-
Notifications
You must be signed in to change notification settings - Fork 4
Description
Description
When running multi-turn reinforcement learning training on AMD MI300X GPUs, the compute node crashes consistently within 2 training steps. The crash is preceded by CPU utilization spiking to 100%, indicating a potential resource contention or memory management issue specific to the AMD platform.
Environment
- Hardware: AMD MI300X GPUs (8x GPUs)
- Docker Image:
rlsys/tritonforge:stable - ROCm Version: 6.3.4
- Platform: Ubuntu 22.04
- Framework: SLIME with KBenchEval integration
Reproduction Steps
- Launch the AMD Docker container:
docker pull rlsys/tritonforge:stable
docker run -it \
--device /dev/dri \
--device /dev/kfd \
--group-add video \
--cap-add SYS_PTRACE \
--security-opt seccomp=unconfined \
--privileged \
--shm-size 128G \
--ulimit memlock=-1 \
--ulimit stack=67108864 \
-v "$HOME:$HOME" \
--name tritonforge_dev \
rlsys/tritonforge:stable \
/bin/bash- Navigate to SLIME directory:
cd /root/TritonForge/SLIME- Run the multi-turn training script:
bash scripts/run_agent_kbench_qwen3_8B_sft_amd_multiturn_robust.shExpected Behavior
The training should proceed through multiple epochs with stable CPU and GPU utilization, successfully generating and evaluating Triton kernels across multiple turns.
Actual Behavior
- Training starts normally with initial setup completing successfully
- Within 2 training steps, CPU utilization rapidly increases to 100%
- Node becomes unresponsive and crashes
- Tmux sessions (slime, buffer, eval_server) terminate unexpectedly
Observations
- Single-turn training works: The single-turn variant runs without issues in 12 hours
- NVIDIA platform unaffected: The same multi-turn training runs successfully on NVIDIA H100 GPUs
- Robust evaluation server: Despite using the enhanced
eval_server_subprocess_robust.pywith memory fault handling, crashes still occur - Resource allocation: GPUs 0-5 for training, GPUs 6-7 for evaluation server
Attempted Mitigations
The following environment variables and configurations have been set but do not prevent the crash:
export HSA_ENABLE_COREDUMP=0
export AMD_LOG_LEVEL=0
export ROCM_DISABLE_CRASH_DUMP=1
export HIP_ENABLE_COREDUMP=0
export RAY_EXPERIMENTAL_NOSET_HIP_VISIBLE_DEVICES=1Logs
Key log locations for debugging:
- Training:
/root/TritonForge/SLIME/logs/slime_qwen3_sft_amd_robust_train.log - Buffer:
/root/TritonForge/SLIME/logs/buffer_qwen3_sft_amd_robust.log - Eval Server:
/root/TritonForge/SLIME/logs/eval_server_qwen3_sft_amd_robust.log
Status
🔍 Under Investigation
We are actively investigating this issue and working on a fix.
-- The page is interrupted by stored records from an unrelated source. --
PR #5955, opened 2023-08-02
Update safe spawn API to use new world height bounds

jasonw4331:
## Introduction

`World::getSafeSpawn()` operates with the expectation the y is above 0 for some undocumented reason. For worlds which generate below Y level 0, like some flat worlds, this makes the API ignore any passed parameters. 

### API changes

`World::getSafeSpawn()` should be mentioned in the changelog with support for lower world heights

### Behavioral changes

`World::getSafeSpawn()` now accepts Vector3 objects with the Y param as low as the world minimum

## Backwards compatibility

N/A

## Follow-up

It should be considered whether to test if the max y value should also be checked by this function

## Tests

TODO


src/world/World.php
```diff
@@ -2951,7 +2951,7 @@ function() use ($resolver) : void{
 	 * @throws WorldException if the terrain is not generated
 	 */
 	public function getSafeSpawn(?Vector3 $spawn = null) : Position{
-		if(!($spawn instanceof Vector3) || $spawn->y < 1){
+		if($spawn === null || $spawn->y < $this->minY){
```
JavierLeon9966:
```suggestion
		if($spawn === null || $spawn->y < $this->minY + 1){
```
There must be at least one block where the player can stand otherwise, the player will spawn above the void.

JavierLeon9966 (changes requested):

src/world/World.php
dktapps: <= can be used instead

dktapps: This instanceof change seems unrelated

dktapps (changes requested):

dktapps (approved):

Current areas of investigation include:
- Ray cluster memory management on AMD platforms
- ROCm/HIP specific resource allocation conflicts
- Multi-process coordination between training and evaluation servers
- Potential memory leaks in the multi-turn feedback loop
Workaround
For now, AMD users can:
- Use single-turn training which remains stable
- Run evaluation on NVIDIA GPUs if available in a hybrid setup
- Reduce the number of parallel processes
Related Information
- This issue is specific to AMD MI300X GPUs
- The robust evaluation server (
eval_server_subprocess_robust.py) was designed to handle GPU memory faults but doesn't prevent this CPU-related crash - The issue may be related to Ray's interaction with ROCm in multi-GPU scenarios
Priority: High
Labels: bug, AMD, MI300X, multi-turn, training
We appreciate your patience as we work to resolve this issue. Updates will be posted here as we make progress.